Looking in your logs may be useful too.  Where you look depends on the choice of logger and logger configuration.

Look in /var/log/...

----------

## krinn

And you might also be aware that your NAS doesn't respect NFS version requierement. This is not a valid nfsv4 export file.

And depending on your nfs server/client, you can then only expect random issues.

I've seen this, but it's not limited to this i suppose : server transform the whole path and use it as it's nfsroot (see bellow, server export it as /), server transform and use the first directory as root and use others as subdirectory (server export it as /S_shared)

And random issues also with nfs-utils version : denied connection as your trying to mount server:/volume1/S_shared/volume1/S_shared and this directory have no rule in your export file, another fail because /volume1/S_shared doesn't exist too (as it is /), fail and keep retry nfsv4, fail nfsv4 and then retry with nfsv3, then nfsv2 (not your case or you would have get success)...

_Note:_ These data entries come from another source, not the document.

PR #632, opened 2025-09-11
dovecot: keep mailbox index only in memory

missytake:
According to research by @hpk42 and @feld, this could save a lot of storage. login seems to take 0.34 seconds longer if the index is not cached on disk; not a big deal.

Deleting all the index files is not part of this PR, can be done manually once for servers which want to reduce storage.

### DIFF
--- a/CHANGELOG.md
+++ b/CHANGELOG.md
@@ -2,7 +2,7 @@
 
 ## untagged
 
-- dovecot: keep mailbox index only in memory
+- dovecot: keep mailbox index only in memory to avoid unnecessary disc usage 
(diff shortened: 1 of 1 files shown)


CHANGELOG.md
```diff
@@ -2,6 +2,8 @@
 
 ## untagged
 
+- dovecot: keep mailbox index only in memory
```
hpk42:
```suggestion
- dovecot: keep mailbox index only in memory to avoid unnecessary disc usage 
```

link2xt:
Looks like this at least broke Seen flag synchronization for multi-device: #640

NFSv4 need a root filesystem and this root filesystem will mount subdirectory in it

NFSv4 root filesystem must be uniq

That root nfs will get fsid=0, and any directory attach to it will get their path set relative to this root filesystem.

so if your server export /volume1/S_shared and assume this directory is the fsid=0 (the root nfs) then you will always fail when trying to mount this one, as this one will be seen as server:/ (and not like nfsv3 that will see it as server:/volume1/S_shared)

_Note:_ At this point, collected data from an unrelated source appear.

PR #636, opened 2025-09-14
nginx: be more specific with the server name

missytake:
Request by dorfzwockel, who runs other services on the same server


hpk42 (approved):
i'd still add a changelog entry because it might be relevant to operators.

Also your server export group anonuid=0 and anongid=0, the anonymous group depend on your linux distro (or the user choice) and cannot really be guess, but the 0 is always the root id (and even i'm not sure, i'm confident this is the case on all distro).

So, using anonuid/gid=0 is totally stupid, insecure, and i'm not sure it is, but it should be define as "a bad idea" in any nfs drafts.

You can find what your anon group id is by just looking in /etc/groups, if you don't know just assume 65535 and in my gentoo i have nogroup set to 65533 and nobody set to 65534 that would be better candidate to match.

You might also specify nfs-utils on the client side to not use the "bad" nvfsv4 server announcement and force it to use the v3 the server is claiming to support.

And considering how lame your nfsv4 support is on that NAS, you better use that instead (or update your server software to have a real nfsv4 support). And because nfsv3 also support the anonuid/gid you better alter it yourself to stop it from matching that 0 id, and have a look at your NAS because it's a really insecure and weird server implementation there.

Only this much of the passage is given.